[Saved data entries]
=== Section Start ===
PR #4022, opened 2019-09-15
switch [TeamCity] to pattern and move url to query param

calebcartwright:
Refs #3714


services/teamcity/teamcity-build.service.js
```diff
@@ -14,53 +15,47 @@ const buildStatusSchema = Joi.object({
     .required(),
 }).required()
 
+const queryParamSchema = Joi.object({
+  hostUrl: optionalUrl,
```
paulmelnikow: `server`?

PR #4041, opened 2019-09-19
fix type errors in [DynamicXml] service

### LINKED ISSUE #3814: [DynamicXml] TypeError: Cannot read property 'data' of null
Sentry Issue: [SHIELDS-3B](https://sentry.io/organizations/shields/issues/1134174969/?referrer=github_integration)

```
TypeError: Cannot read property 'data' of null
  File "/home/m/shields/services/dynamic/dynamic-xml.service.js", line 46, in xpath.select.map
    .map((node, i) => (pathIsAttr ? node.value : node.firstChild.data))
  ?, in Array.map
  File "/home/m/shields/services/dynamic/dynamic-xml.service.js", line 46, in DynamicXml.handle
    .map((node, i) => (pathIsAttr ? node.value : node.firstChild.data))
  ?, in null.<anonymous>
```

### LINKED ISSUE #4017: [DynamicXml] TypeError: xpath.select(...).map is not a function
Sentry Issue: [SHIELDS-3C](https://sentry.io/organizations/shields/issues/1134194706/?referrer=github_integration)

```
TypeError: xpath.select(...).map is not a function
  File "/home/m/shields/services/dynamic/dynamic-xml.service.js", line 46, in DynamicXml.handle
    .map((node, i) => (pathIsAttr ? node.value : node.firstChild.data))
  ?, in null.<anonymous>
```

calebcartwright:
I believe this fixes #4017 and fixes #3814


services/dynamic/dynamic-xml.service.js
```diff
@@ -47,14 +36,50 @@ module.exports = class DynamicXml extends BaseService {
...
+    values = values.reduce((accum, node) => {
+      if (pathIsAttr) {
+        accum.push(node.value)
+      }
+
+      if (node.firstChild) {
+        accum.push(node.firstChild.data)
+      }
+
+      return accum
```
calebcartwright: One of the runtime errors was trying to access `data` field when `firstChild` was null/undefined. My thinking is that it would be better to just ignore the node if all the conditions are false vs. throwing an exception. I'm not sure if that is the "correct" behavior, but it should get rid of the runtime error either way.

paulmelnikow:
Hi! Sorry this is has been sitting a bit. Were you able to identify badge URLs that produced the TypeErrors?

calebcartwright:
> Were you able to identify badge URLs that produced the TypeErrors?

Nope, and I imagine that'd be fairly tricky to do for the dynamic badges. However, I don't think identifying the original urls that produced the errors is necessary, as it's clear in the code when these could have occurred

services/dynamic/dynamic-xml.service.js
```diff
@@ -47,14 +36,48 @@ module.exports = class DynamicXml extends BaseService {
...
       throw new InvalidResponse({ prettyMessage: 'no result' })
     }
 
-    return renderDynamicBadge({ value: values, prefix, suffix })
+    return { values }
+  }
+
+  async handle(namedParams, { url, query: pathExpression, prefix, suffix }) {
+    // e.g. //book[2]/@id
+    const pathIsAttr = (
```
platan: What do you think about moving this to `transform` function? `pathIsAttr` it only used inside that function.

services/dynamic/dynamic-xml.service.js
```diff
@@ -27,18 +27,7 @@ module.exports = class DynamicXml extends BaseService {
...
-      pathExpression.split('/').slice(-1)[0] || ''
-    ).startsWith('@')
-
-    const { buffer } = await this._request({
-      url,
-      options: { headers: { Accept: 'application/xml, text/xml' } },
-      errorMessages,
-    })
-
+  transform({ pathExpression, buffer, pathIsAttr }) {
```
platan: I really like to see this as a separate function - it's more readable and easier to test.

services/dynamic/dynamic-xml.service.js
```diff
@@ -47,14 +36,48 @@ module.exports = class DynamicXml extends BaseService {
     } catch (e) {
       throw new InvalidParameter({ prettyMessage: e.message })
     }
-    values = values.map((node, i) =>
-      pathIsAttr ? node.value : node.firstChild.data
-    )
+
+    if (!Array.isArray(values)) {
+      throw new InvalidResponse({
+        prettyMessage: 'must be a collection of elements',
```
platan: At this stage we know that an xpath expression and an XML content are valid, but we are not able to return a result. What do you think about a `unsupported query` message?

calebcartwright: I'm not familiar with the `xpath` lib we are using to know what would result in the `select` function returning a non-array, but `unsupported query` sounds better to me anyway 😄

services/dynamic/dynamic-xml.service.js
platan: Query `//book[1]/title` for an empty element ` <title></title>` also results with `Cannot read property 'data' of null`.

platan:
`TypeError: xpath.select(...).map is not a function` is caused by query like `string(//book[1]/title)`.

calebcartwright:
> `TypeError: xpath.select(...).map is not a function` is caused by query like `string(//book[1]/title)`.
> BTW, https://github.com/goto100/xpath/issues?utf8=%E2%9C%93&q=is%3Aissue+array+ is a really good source of problematic queries :-)

Oops! I added a unit test that's stubbing out `xpath.select` before I saw this

calebcartwright:
Thanks for the review @platan!

> But for //book[1]/title/text() we get no result which can suggest, that given element does not exist. It would be better to return unsupported query or an actual result

Sure, that can be tackeld in a follow up for anyone so inclined 😄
=== Section End ===
Your goal
Reproduce every line above, keeping each word exactly as it appears.

Response area
PR #4022, opened 2019-09-15
switch [TeamCity] to pattern and move url to query param

calebcartwright:
Refs #3714


services/teamcity/teamcity-build.service.js
```diff
@@ -14,53 +15,47 @@ const buildStatusSchema = Joi.object({
     .required(),
 }).required()
 
+const queryParamSchema = Joi.object({
+  hostUrl: optionalUrl,
```
paulmelnikow: `server`?

PR #4041, opened 2019-09-19
fix type errors in [DynamicXml] service

### LINKED ISSUE #3814: [DynamicXml] TypeError: Cannot read property 'data' of null
Sentry Issue: [SHIELDS-3B](https://sentry.io/organizations/shields/issues/1134174969/?referrer=github_integration)

```
TypeError: Cannot read property 'data' of null
  File "/home/m/shields/services/dynamic/dynamic-xml.service.js", line 46, in xpath.select.map
    .map((node, i) => (pathIsAttr ? node.value : node.firstChild.data))
  ?, in Array.map
  File "/home/m/shields/services/dynamic/dynamic-xml.service.js", line 46, in DynamicXml.handle
    .map((node, i) => (pathIsAttr ? node.value : node.firstChild.data))
  ?, in null.<anonymous>
```

### LINKED ISSUE #4017: [DynamicXml] TypeError: xpath.select(...).map is not a function
Sentry Issue: [SHIELDS-3C](https://sentry.io/organizations/shields/issues/1134194706/?referrer=github_integration)

```
TypeError: xpath.select(...).map is not a function
  File "/home/m/shields/services/dynamic/dynamic-xml.service.js", line 46, in DynamicXml.handle
    .map((node, i) => (pathIsAttr ? node.value : node.firstChild.data))
  ?, in null.<anonymous>
```

calebcartwright:
I believe this fixes #4017 and fixes #3814


services/dynamic/dynamic-xml.service.js
```diff
@@ -47,14 +36,50 @@ module.exports = class DynamicXml extends BaseService {
...
+    values = values.reduce((accum, node) => {
+      if (pathIsAttr) {
+        accum.push(node.value)
+      }
+
+      if (node.firstChild) {
+        accum.push(node.firstChild.data)
+      }
+
+      return accum
```
calebcartwright: One of the runtime errors was trying to access `data` field when `firstChild` was null/undefined. My thinking is that it would be better to just ignore the node if all the conditions are false vs. throwing an exception. I'm not sure if that is the "correct" behavior, but it should get rid of the runtime error either way.

paulmelnikow:
Hi! Sorry this is has been sitting a bit. Were you able to identify badge URLs that produced the TypeErrors?

calebcartwright:
> Were you able to identify badge URLs that produced the TypeErrors?

Nope, and I imagine that'd be fairly tricky to do for the dynamic badges. However, I don't think identifying the original urls that produced the errors is necessary, as it's clear in the code when these could have occurred

services/dynamic/dynamic-xml.service.js
```diff
@@ -47,14 +36,48 @@ module.exports = class DynamicXml extends BaseService {
...
       throw new InvalidResponse({ prettyMessage: 'no result' })
     }
 
-    return renderDynamicBadge({ value: values, prefix, suffix })
+    return { values }
+  }
+
+  async handle(namedParams, { url, query: pathExpression, prefix, suffix }) {
+    // e.g. //book[2]/@id
+    const pathIsAttr = (
```
platan: What do you think about moving this to `transform` function? `pathIsAttr` it only used inside that function.

services/dynamic/dynamic-xml.service.js
```diff
@@ -27,18 +27,7 @@ module.exports = class DynamicXml extends BaseService {
...
-      pathExpression.split('/').slice(-1)[0] || ''
-    ).startsWith('@')
-
-    const { buffer } = await this._request({
-      url,
-      options: { headers: { Accept: 'application/xml, text/xml' } },
-      errorMessages,
-    })
-
+  transform({ pathExpression, buffer, pathIsAttr }) {
```
platan: I really like to see this as a separate function - it's more readable and easier to test.

services/dynamic/dynamic-xml.service.js
```diff
@@ -47,14 +36,48 @@ module.exports = class DynamicXml extends BaseService {
     } catch (e) {
       throw new InvalidParameter({ prettyMessage: e.message })
     }
-    values = values.map((node, i) =>
-      pathIsAttr ? node.value : node.firstChild.data
-    )
+
+    if (!Array.isArray(values)) {
+      throw new InvalidResponse({
+        prettyMessage: 'must be a collection of elements',
```
platan: At this stage we know that an xpath expression and an XML content are valid, but we are not able to return a result. What do you think about a `unsupported query` message?

calebcartwright: I'm not familiar with the `xpath` lib we are using to know what would result in the `select` function returning a non-array, but `unsupported query` sounds better to me anyway 😄

services/dynamic/dynamic-xml.service.js
platan: Query `//book[1]/title` for an empty element ` <title></title>` also results with `Cannot read property 'data' of null`.

platan:
`TypeError: xpath.select(...).map is not a function` is caused by query like `string(//book[1]/title)`.

calebcartwright:
> `TypeError: xpath.select(...).map is not a function` is caused by query like `string(//book[1]/title)`.
> BTW, https://github.com/goto100/xpath/issues?utf8=%E2%9C%93&q=is%3Aissue+array+ is a really good source of problematic queries :-)

Oops! I added a unit test that's stubbing out `xpath.select` before I saw this

calebcartwright:
Thanks for the review @platan!

> But for //book[1]/title/text() we get no result which can suggest, that given element does not exist. It would be better to return unsupported query or an actual result

Sure, that can be tackeld in a follow up for anyone so inclined 😄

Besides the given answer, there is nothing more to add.